Section 12 – Compensation of Employees: The Board of Directors shall hire and fix the compensation of any and all employees which they at their discretion may determine to be necessary for the conduct of the business of the organization.
Article 5 – Committees
Section 1 – The Board may create committees as needed, such as fundraising, public relations, and program committees. Any Director may appoint committee chairs.
Section 2 – No committee shall have any power to fill vacancies on the Board, adopt, amend, or repeal the Bylaws, amend or repeal any resolution of the Board, or act on matters committed by the Bylaws or resolution of the Board to another committee of the Board.
Section 3 – Committee chairs may have administrative access to the website to perform their roles effectively if approved by a simple majority of a quorum of the Board of Directors.
Article 6 – Indemnification
Section 1 – The organization shall indemnify any agent of the organization including Directors, Officers, Staff, and/or Volunteers who were or are a party, or are threatened to be made a party to any proceeding, administrative or investigative, as such a person was or is an authorized representative of the organization. This indemnification against expenses, judgments, fines, and amount paid in settlements actually or reasonably incurred by such a representative of the organization is contingent upon the determination that such person acted in good faith and in a manner they believed to be in, or not opposed to, the best interests of the organization. With respect to any criminal proceeding, indemnified persons shall have had no cause to believe that their conduct was unlawful.
Section 2 – To satisfy indemnification obligations the organization may maintain insurance, obtain a letter of credit, act as a self-insurer, create a reserve trust, cash collateral, enter into indemnification agreements, or use any other arrangement whatsoever in such amounts, at such costs, and upon other terms and conditions that the Board shall deem appropriate.
Section 3 – This indemnification shall be made only if the organization is advised by its Board of Directors acting (1) by a quorum consisting of directors who are not parties to such action or proceeding upon a finding that, or (2) if a quorum is not obtainable with due diligence, upon the opinion in writing of legal counsel that, the director or officer has met the foregoing applicable standard of conduct. If the foregoing determination is to be made by the Board of Directors, it may rely as to all questions of law, on the advice of independent legal counsel.

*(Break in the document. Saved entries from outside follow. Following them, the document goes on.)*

PR #523, opened 2021-07-06
Allows to trigger Venafi Cloud e2e tests separately

irbekrm:
This PR creates a new Prow job that can be run 'manually' with `/test pull-cert-manager-e2e-v1-21-feature-issuers-venafi-cloud` to run just the Venafi Cloud e2e tests.

This is useful as we sometimes disable these tests for regular presubmits/periodics due to flakiness- this way we can still run them manually from the CI when needed using the creds in the test cluster.


jakexks (approved):
/lgtm

PR #529, opened 2021-07-15
Make upgrade test run on each PR

irbekrm:
This PR makes the upgrade test to run on each pull request.

This is because our e2e tests are now running with experimental feature gates enabled and will also be running with the `gateway-shim` controller enabled and the Gateway API CRDs installed once [cert-manager#4158](https://github.com/jetstack/cert-manager/pull/4158) gets merged- so it seems to make sense to also run this as a smoke test that a simple installation still works.

The commit only has a few lines changed, but because I moved the job above two similar jobs, Git calculated the diff in a weird way.

### DIFF
--- a/config/jobs/cert-manager/cert-manager-presubmits.yaml
+++ b/config/jobs/cert-manager/cert-manager-presubmits.yaml
@@ -574,6 +574,68 @@ presubmits:
         - name: ndots
           value: "1"
 
+  # Verifies upgrade from the latest published release with both Helm chart and
+  # static manifests. This is an optional test.
+  - name: pull-cert-manager-upgrade
+    # Run always
+    always_run: true 
+    optional: false 
+    # No more than 4 instances of this job at the same time.
+    max_concurrency: 4
+    # This job will run on Kubernetes cluster.
+    agent: kubernetes
+    # Pod utilities will be set up.
+    decorate: true
+    branches:
+    - master
+    - release-1.6
+    annotations:
+      description: Runs cert-manager upgrade from latest published release
+    labels:
+      preset-service-account: "true"
+      preset-dind-enabled: "true"
+      preset-bazel-remote-cache-enabled: "true"
+      preset-bazel-scratch-dir: "true"
+    spec:
+      containers:
+      - image: eu.gcr.io/jetstack-build-infra-images/bazelbuild:20210831-4cf7b0b-4.2.1
+        args:
+        - runner
+        - make
+        - cluster
+        - verify_upgrade
+        resources:
+          requests:
+            cpu: 3500m
+            memory: 12Gi
+        env:
+        # Used by https://github.com/jetstack/cert-manager/blob/master/devel/cluster/create-kind.sh
+        - name: K8S_VERSION
+          value: "1.22"
+        securityContext:
+          privileged: true
+          capabilities:
+            add: ["SYS_ADMIN"]
+        volumeMounts:
+        - mountPath: /lib/modules
+          name: modules
+          readOnly: true
+        - mountPath: /sys/fs/cgroup
+          name: cgroup
+      volumes:
+      - name: modules
+        hostPath:
+          path: /lib/modules
+          type: Directory
+      - name: cgroup
+        hostPath:
+          path: /sys/fs/cgroup
+          type: Directory
+      dnsConfig:
+        options:
+        - name: ndots
+          value: "1"
+
   # An E2E test job to allow us to manually trigger the Venafi TPP E2E tests
   # with the following GitHub comment:
   #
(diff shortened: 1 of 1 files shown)


maelvls:
Might it be worth documenting this change in `content/en/docs/contributing/release-process.md`? There is a table that details which tests are running on every PR/periodically. It looks like this:


| Release branch | Prow configuration            | Dashboard                 | Kubernetes versions tested   |  Periodicity  |
| :------------: | :---------------------------- | :------------------------ | :--------------------------- | :-----------: |
|      PRs       | [`presubmits.yaml`][]         | [`presubmits-blocking`][] | 1.21                         |  On each PR   |
|     master     | [`periodics.yaml`][]          | [`master`][]              | 1.16, 1.17, 1.18, 1.19, 1.21 | Every 2 hours |
|  release-1.5   | [`next-periodics.yaml`][]     | [`next`][]                | 1.16, 1.17, 1.18, 1.19, 1.21 | Every 2 hours |
|  release-1.4   | [`previous-periodics.yaml`][] | [`previous`][]            | 1.16, 1.17, 1.18, 1.19, 1.21 | Every 2 hours |
|  release-1.3   | N/A                           |                           | N/A                          |      N/A      |

[`presubmits.yaml`]: https://github.com/jetstack/testing/blob/master/config/jobs/cert-manager/cert-manager-presubmits.yaml
[`periodics.yaml`]: https://github.com/jetstack/testing/blob/master/config/jobs/cert-manager/cert-manager-periodics.yaml
[`next-periodics.yaml`]: https://github.com/jetstack/testing/blob/master/config/jobs/cert-manager/release-next/cert-manager-release-next-periodics.yaml
[`previous-periodics.yaml`]: https://github.com/jetstack/testing/blob/master/config/jobs/cert-manager/release-previous/cert-manager-release-previous-periodics.yaml
[`presubmits-blocking`]: https://testgrid.k8s.io/jetstack-cert-manager-presubmits-blocking
[`master`]: https://testgrid.k8s.io/jetstack-cert-manager-master
[`next`]: https://testgrid.k8s.io/jetstack-cert-manager-next
[`previous`]: https://testgrid.k8s.io/jetstack-cert-manager-previous

config/jobs/cert-manager/cert-manager-presubmits.yaml
```diff
@@ -524,47 +524,44 @@ presubmits:
...
           value: "1"
 
-  # An E2E test job to allow us to manually trigger the Venafi TPP E2E tests
-  # with the following GitHub comment:
-  #
-  #  /test pull-cert-manager-e2e-v1-21-feature-issuers-venafi-tpp
-  #
-  # See https://github.com/jetstack/cert-manager/issues/3555
-  #
-  - name: pull-cert-manager-e2e-v1-21-feature-issuers-venafi-tpp
```
maelvls, line 534: question: why do we remove `pull-cert-manager-e2e-v1-21-feature-issuers-venafi-tpp`?

config/jobs/cert-manager/cert-manager-presubmits.yaml
```diff
@@ -524,47 +524,44 @@ presubmits:
...
-    always_run: false
-    optional: true
+  # Verifies upgrade from the latest published release with both Helm chart and
+  # static manifests. This is an optional test.
+  - name: pull-cert-manager-upgrade-v1-21
+    # Run only when requested.
+    always_run: true
+    optional: false
```
maelvls, line 532: It says "run only when requested", I guess the comment does not match `optional: false`?

config/jobs/cert-manager/cert-manager-presubmits.yaml
```diff
@@ -524,47 +524,44 @@ presubmits:
...
-        - devel/ci-run-e2e.sh
-        - -ginkgo.focus
-        - '\[Feature:Issuers:Venafi:TPP\]'
+        - make
+        - cluster
+        - verify_upgrade
         resources:
           requests:
             cpu: 3500m
             memory: 12Gi
```
maelvls, line 560: note: I didn't realize our e2e needed so much memory 🤯

maelvls:
/lgtm
/hold

(feel free to unhold since the PR comments I added are just nits)

config/jobs/cert-manager/cert-manager-presubmits.yaml
irbekrm: I think we don't strictly need that much (or maybe we do, I haven't checked how much we consume).
We use n1-standard-8 machines for workers- the 3500m cpu means 2 jobs can fit on a node which also has 32 GB of memory so allocating 12GB to each kind of makes sense, as you wouldn't fit more jobs onto the same node anyway.

Maybe worth exploring if we could use machines with more CPU vs memory.

config/jobs/cert-manager/cert-manager-presubmits.yaml
irbekrm: Thanks, that's a good catch!

irbekrm:
/hold

The logic how we calculate last published release is wrong, see https://github.com/jetstack/cert-manager/pull/4218#issuecomment-884089497

wallrj (dismissed):
This seems useful @irbekrm 
but needs rebasing
and maybe updating in preparation for the cert-manager 1.6 release.

wallrj (approved):
Thanks Irbe.

/lgtm
/approve

PR #530, opened 2021-07-16
Adds cert-manager/trust CI tests

JoshVanL:

```release-note
NONE
```

### DIFF
--- a/config/jobs/cert-manager-trust/OWNERS
+++ b/config/jobs/cert-manager-trust/OWNERS
@@ -1,0 +1,6 @@
+approvers:
+- joshvanl
+reviewers:
+- joshvanl
+labels:
+- area/cert-manager-trust
--- a/config/plugins.yaml
+++ b/config/plugins.yaml
@@ -28,6 +28,7 @@ triggers:
   - jetstack/cert-manager-csi
   - cert-manager/istio-csr
   - cert-manager/policy-approver
+  - cert-manager/trust
   trusted_org: cert-manager
   only_org_members: true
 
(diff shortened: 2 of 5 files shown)


config/plugins.yaml
```diff
@@ -133,6 +138,8 @@ milestone_applier:
     master: v0.0
   cert-manager/policy-approver:
     master: v0.0
+  cert-manager/trust:
+    master: v0.0
```
munnerz, line 142: hmm.. is `v0.0` correct here? I see it for istio-csr & policy-approver too, but that's surely never a milestone we'd use?

JoshVanL: No, that is intended as a placeholder but istio-csr at least hasn't been updated :sweat_smile: 

Should this be removed completely?

config/jobs/cert-manager-trust/OWNERS
```diff
@@ -0,0 +1,6 @@
+approvers:
+- joshvanl
+reviewers:
+- joshvanl
+labels:
+- area/cert-manager-trust
```
SgtCoDFish, line 6: suggestion: I lose track of what prow actually cares about so I don't know how much `OWNERS` matters, but if we're adding it, should it at least contain the current members of the cert-manager-maintainers group as approvers and reviewers?

I note the reference to "milestone-maintainers" in `config/plugins.yaml` in this PR

SgtCoDFish (commented):
minor question from me

This PR generally looks totally unobjectionable to me and we can always change it later, but then I won't pretend to know much about prow's mysticism :grin:

config/jobs/cert-manager-trust/OWNERS
JoshVanL: My understanding is that this will automatically ping me to review if a PR is opened to change anything in this dir.

Happy to change it but don’t think it matters too much… a testing PR is normally always followed up by a slack message.

SgtCoDFish (approved):
/lgtm

PR #537, opened 2021-07-30
Updates our kube v1.22 version to V1.22.0-rc.0

JoshVanL:

Hopefully this is the only thing I need to do :smile: 

/assign @irbekrm 

```release-note
NONE
```


jakexks (approved):
/lgtm
I think this is right, plus a follow-up to create-kind.sh in cert-manager

PR #540, opened 2021-08-05
Bump k8s version for v1.22 image

irbekrm:
Bump k8s version to v1.22.0

Once this image gets built and we have  seen e2e tests pass with that, I'd like to make this run by default on presubmits.


wallrj (approved):
/lgtm

PR #58, opened 2016-08-22
Sys-threads support for Multicore OCaml

kayceesrk:
This PR adds systhreads support for Multicore OCaml. While it seems unnecessary that systhreads should be required under Multicore, several packages (including lwt) depend on thread support. The aim is to provide backwards compatible implementation of systhreads in Multicore.

## Design

Every systhread is associated with a domain. No two systhreads that belong to the same domain  run OCaml code simultaneously; each domain is associated with a master lock that needs to be taken before a systhread may run. systhreads that belong to two different domains may run OCaml code in parallel. Therefore, with just a single domain, the behavior is backwards compatible with vanilla OCaml behavior. *Systhreads are untested in the presence of multiple domains.*

## Other improvements

This PR also makes other improvements. The domain local states remembered set and mark stack are moved to the end-of-minor-heap area.


kayceesrk:
I've tested this PR on lwt, and it seems to work fine. I am merging this PR. We can revisit if a better design for systhreads for multicore comes up.

PR #65, opened 2016-09-21
Make TLS work on OSX

bluddy:
OSX has almost no support for TLS. As such, I'm using pthread's TLS support instead and hiding it via macros.

Unfortunately, pthread TLS storage is slower than just a pointer access, requiring function calls and spin-locks, and this might mean some local caching of TLS values may be desirable. This local caching will almost certainly be optimized away by the C compiler, whereas beta reduction/CSE optimization on the pthread calls is unlikely to happen.

The current PR is a work in progress, and currently doesn't compile, failing at caml_local_roots, which is a TLS variable I have yet to deal with.


bluddy:
There's a problem with making caml_local_roots TLS under this model. `domain.c` line 196 saves the address of `caml_local_roots` into `d->state.local_roots`. This obviously doesn't work if `caml_local_roots` is a value stored in pthreads' TLS table.

In general, the programming model needs to incorporate the fact that to properly support OSX as it currently is (and OSX is one of the chief platforms), TLS access must be considered to have a non-negligible cost, and TLS values don't reside in normal memory.

Not sure what to do about this issue right now -- looks like I need to dive deeper into the logic.

bluddy:
Having looked at the assembly produced on OS X by calling `pthread_getspecific` and `pthread_setspecific`, it doesn't look too bad. There's overhead for calling the function, but the actual implementation seems to be written in assembly and therefore quite optimized. This means it should be fine for replacing __thread.

However, the code still cannot assume that this data has an 'address' -- that needs to be addressed.

bluddy:
OK so I've managed to modify local_roots and make it use pthreads' TLS. Now I'm getting weird errors: "Serializing closures is broken". 

@kayceesrk, is there any path (in ocamlrun perhaps) that doesn't start with startup.c in either byterun or asmrun? Because that's where I'm initializing the pthread TLS keys.

kayceesrk:
@bluddy Great! but also, wat? Perhaps @stedolan knows whats up. There was a mention of serialization being broken under multicore.

Thanks for continuing looking into this issue.

bluddy:
@kayceesrk I can get past this error by removing '-bin-annot' on the 'boot/ocamlrun boot/ocamlc ... list.ml' invocation, but then I fail elsewhere. Looks like the interpreter gets corrupted. I'm going to try to debug with lldb.

bluddy:
@kayceesrk, @stedolan: Running the debug runtime under valgrind, I've got [this output](https://gist.github.com/bluddy/141475f1ee8912268269dcc6dd136bb7). Seems like the '''set address range perms''' isn't an issue, but are all these faults normal? Eventually I have an invalid read, but it's not obvious why that happens.

bluddy:
@kayceesrk, any idea how to debug this? I've tried `lldb` with `../byterun/ocamlrund ../boot/ocamlc ...` but it's a little hard to debug the interpreter this way since you're always running the same code. I end up using a lot of conditional breakpoints, which `lldb` doesn't seem to be doing very well with. Is there a preferred method to debug the interpreter?

bluddy:
I added some debug printout statements, and this is what I get:

```
[-1] Opening bytecode executable ../byterun/ocamlrund
[-1] Not a bytecode executable
[-1] Opening bytecode executable ../boot/ocamlc
[-1] Initial stack limit: 8192k bytes
cur_instr = 59, pc = 2b6, accu = 1, sp[0] = 0, sp[1] = 0
...
cur_instr = 1b, pc = 4e, accu = 7e9, sp[0] = 7e9, sp[1] = 20008cd60
cur_instr = 4e, pc = 5e, accu = 10ca1b710, sp[0] = 7e9, sp[1] = 7e9
[00] Write fault to domain [00]
[00] Handling write fault for domain [00] on 0x10ca1b710(0)
cur_instr = 5e, pc = 7d, accu = 1, sp[0] = 7e9, sp[1] = 20008cd60
cur_instr = 68, pc = 6d, accu = 1, sp[0] = 10cb54641, sp[1] = fffffffffffffe8d
...
cur_instr = 1b, pc = 21, accu = 10cd14550, sp[0] = 20008c688, sp[1] = 10cb2b459
cur_instr = 21, pc = 10, accu = 10ca1c230, sp[0] = 10cd14550, sp[1] = 20008c688
cur_instr = 0, pc = 38, accu = 10ca1c230, sp[0] = 10cd14550, sp[1] = 10cb2b42d
cur_instr = 38, pc = 2a, accu = 10cd14550, sp[0] = 10cd14550, sp[1] = 10cb2b42d
cur_instr = 21, pc = b, accu = 10ca1fd50, sp[0] = 10cd14550, sp[1] = 10cd14550
cur_instr = 0, pc = 62, accu = 10ca1fd50, sp[0] = 10cd14550, sp[1] = 10cb2b51d
cur_instr = 62, pc = 59, accu = 10cd14550, sp[0] = 10cd14550, sp[1] = 10cb2b51d
[00] ref_table threshold crossed
[00] Minor collection starting
[00] CAS fault to domain [00]
[00] Handling CAS fault for domain [00]
[00] CAS fault to domain [00]
[00] Handling CAS fault for domain [00]
...
[00] Minor collection completed: 1037 of 1499 kb live, 29942 pointers rewritten
[00] Pooled memory: 221184 alloced, 95499 free, 1129 fragmentation
[00] Large memory: 48361 alloced, 0 free, 46 fragmentation
[00] Major slice: 142791 alloc, 749652 work, 0 sweep, 148965 mark (35943 blocks)
[00] Contributing 256 heaps to GC
[00] Pooled memory: 221184 alloced, 95499 free, 1129 fragmentation
[00] Large memory: 48361 alloced, 0 free, 46 fragmentation
[00] Finished marking major heap. Marked 35943 blocks
[00] GC cycle completed (heap cycled)
[00] Cycling heap [00]
...
cur_instr = 44, pc = f, accu = 20008c670, sp[0] = 2001ff6d0, sp[1] = 1
cur_instr = f, pc = 43, accu = d700d7d7d700d6d7, sp[0] = 2001ff6d0, sp[1] = 1
cur_instr = 43, pc = 3e, accu = 20008c670, sp[0] = d700d7d7d700d6d7, sp[1] = 2001ff6d0
cur_instr = 3e, pc = 4, accu = d700d7d7d700d6d7, sp[0] = d700d7d7d700d6d7, sp[1] = 2001ff6d0
```

That long number, d700d..., is what eventually causes a segmentation fault. It is a result of a 0x44 instruction (GETFIELD1), which suggests that memory is being corrupted by the GC, as it happens after collection.

I wonder if this is an LLVM vs. GCC thing.

bluddy:
More progress on debugging:

There's definitely a bug in the GC that occurs here. Before GC is triggered, `accu` is 0x20008c688, which points to valid data. After GC, the accumulator is changed to 0x2008c670, but that area in memory has only garbage. I'll have to step through the GC code to figure out what goes wrong.

kayceesrk:
@bluddy Am I correct in understanding that errors that you see are during `make world.opt`? `d700d7d7d700d6d7` is magic value that is written into the heap during debug runs and represents uninitialized memory [1]. This value should never be read. Indicates a bug in the GC.

[1]: https://github.com/ocamllabs/ocaml-multicore/blob/052a12d881e5b58b5a53d4d5f29367d0c8aaf597/byterun/caml/misc.h#L124-L153

bluddy:
Ah thanks. That makes sense, since I've been seeing a lot of memory with this value and wondered what it was.

This happens in either `make world` or `make world.opt`, in the bootstrapping phase. The bytecode runtime has been built, and it's going through and using `boot/ocamlc` to build the stdlib, and failing on specific files after hitting a GC.

Currently I'm not sure which one of these is the problem:
a. My conversion is buggy. I'm not sure how, since it's a pretty simple transformation and I've gone through it and checked for errors, though I might have missed something.
b. There's an bug in the multicore code specifically to do with `clang`.
c. There's a bug in the multicore code specifically to do with `OSX`.
c. `clang` causes a pre-existing universal bug to show itself.
d. My conversion causes a pre-existing universal bug to show itself.
e. `OSX` causes a pre-existing universal bug to show itself.

I've wanted to run a Linux VM and see if it happens there when run on clang, and then try my transformation and see what happens. I should do that.

bluddy:
OK so the problem had to do with my code. To resolve the problem with caml_local_roots where `domain` contained a double-pointer to the local-roots (to be synchronized with the list head), I changed it to a single-pointer, not realizing that this was an issue. `domain` didn't track the changes to the TLS caml_local_roots.

To fix this, I moved caml_local_roots into `domain_state`. It's an extra pointer dereference to get to caml_local_roots, but I don't see how this is avoidable in the general case.

I'm now hitting other issues later in compilation.

bluddy:
@kayceesrk, I've gotten to the point that both native and bytecode versions compile. I've moved all `extern __thread` vars to the domain_state, and I've created a corresponding `byte_domain_state.tbl` for `extern __thread` vars that only exist in the bytecode interpreter.

More thoughts:

1. All `static __thread` vars have been kept, but they probably should be moved as well. I can do that in a PR after this one is committed.
2. I found some hints that the native code is supposed access domain_state stuff via ocaml_young_ptr which is `r15` in the OCaml code... is that right? How would that work? `r15` would be synchronized in any OCaml context switch, but the C code has no way to access ocaml_young_ptr except as a global, which means that any context switch in the C code will give you the wrong caml_young_ptr.
3. From reading up some more, it seems that accessing TLS vars is universally expensive (on all systems). Do we want to consider passing the domain_state var as a first argument in the C code?

bluddy:
ping @kayceesrk -- any thoughts?

kayceesrk:
I am currently away until mid-nov and shall take a close look then. Perhaps
@stedolan can answer some of the questions and review the PR.

bluddy:
Is there any interest in making OSX work? I'm happy to update the branch if anyone's interested.

DemiMarie:
There is another option: hijack an existing TLS key that is meant for something else.  That's what GHC does.

kayceesrk:
@DemiMarie 

> There is another option: hijack an existing TLS key that is meant for something else. That's what GHC does.

Could you explain what you are suggesting this as an alternative to? More info on the GHC idea (or a link to the code) would be quite useful.

stedolan:
This causes a segfault whenever a new domain is created, since `caml_local_roots` is accessed in `domain_thread_func` before domain state is initialised.

kayceesrk:
@stedolan we need tests in the testsuite that create multiple domains :-|

stedolan:
> @stedolan we need tests in the testsuite that create multiple domains :-|

There are! I learned about this when tests/parallel segfaulted.

kayceesrk:
looks like we don't run these tests in CI: https://github.com/ocamllabs/ocaml-multicore/blob/master/.travis-ci.sh#L29

stedolan:
> looks like we don't run these tests in CI: https://github.com/ocamllabs/ocaml-multicore/blob/master/.travis-ci.sh#L29

Hmm. The testsuite's not in great shape at the moment. I've started fixing it at #110.

PR #70, opened 2016-11-18
Moving tests from native-tests to the testsuite.

kayceesrk:
Introduces tests for effects into the testsuite. Now

```
make one DIR=tests/effects
```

Article 7 – IRC 501(c)(3) Tax Exemption Provisions
Section 1 – Upon the dissolution SLHN, assets shall be distributed for one or more exempt purposes within the meaning of section 501(c)(3) of the Internal Revenue Code, or the corresponding section of any future federal tax code, or shall be distributed to the federal government, or to a state or local government, for a public purpose, which are organized and operated exclusively for such purposes.
Section 2 – SLHN is organized exclusively for educational and charitable purposes, including, for such purposes, the making of distributions to organizations that qualify as exempt organizations under section 501(c)(3) of the Internal Revenue Code, or the corresponding section of any future federal tax code. St. Louis Homeschool Network does not contemplate pecuniary gain or profit, incidental or otherwise.
Section 3 – No part of the net earnings of SLHN shall inure to the benefit of, or be distributable to its members, trustees, officers, or other private persons, except that the corporation shall be authorized and empowered to pay reasonable compensation for services rendered and to make payments and distributions in furtherance of the purposes set forth in Article Third hereof. No substantial part of the activities of SLHN shall be the carrying on of propaganda, or otherwise attempting to influence legislation, and the corporation shall not participate in, or intervene in (including the publishing or distribution of statements) any political campaign on behalf of or in opposition to any candidate for public office.
Section 4 – Notwithstanding any other provision of these articles, the organization shall not carry on any other activities not permitted to be carried on (a) by a corporation exempt from federal income tax under section 501(c)(3) of the Internal Revenue Code, or the corresponding section of any future federal tax code, or (b) by a corporation, contributions to which are deductible under section 170(c)(2) of the Internal Revenue Code, or the corresponding section of any future federal tax code.
Article 8 – Amendments
Section 1 – These Bylaws may be amended when deemed necessary following Article 3, Section 5 by a 2/3 majority of votes received from current members, with a minimum 10% quorum of members voting for the vote to count. Proposed amendments must be submitted to the Board of Directors and then included in the agenda and the minutes for the next Board meeting.
page most recently updated 5/29/24 to correct typos.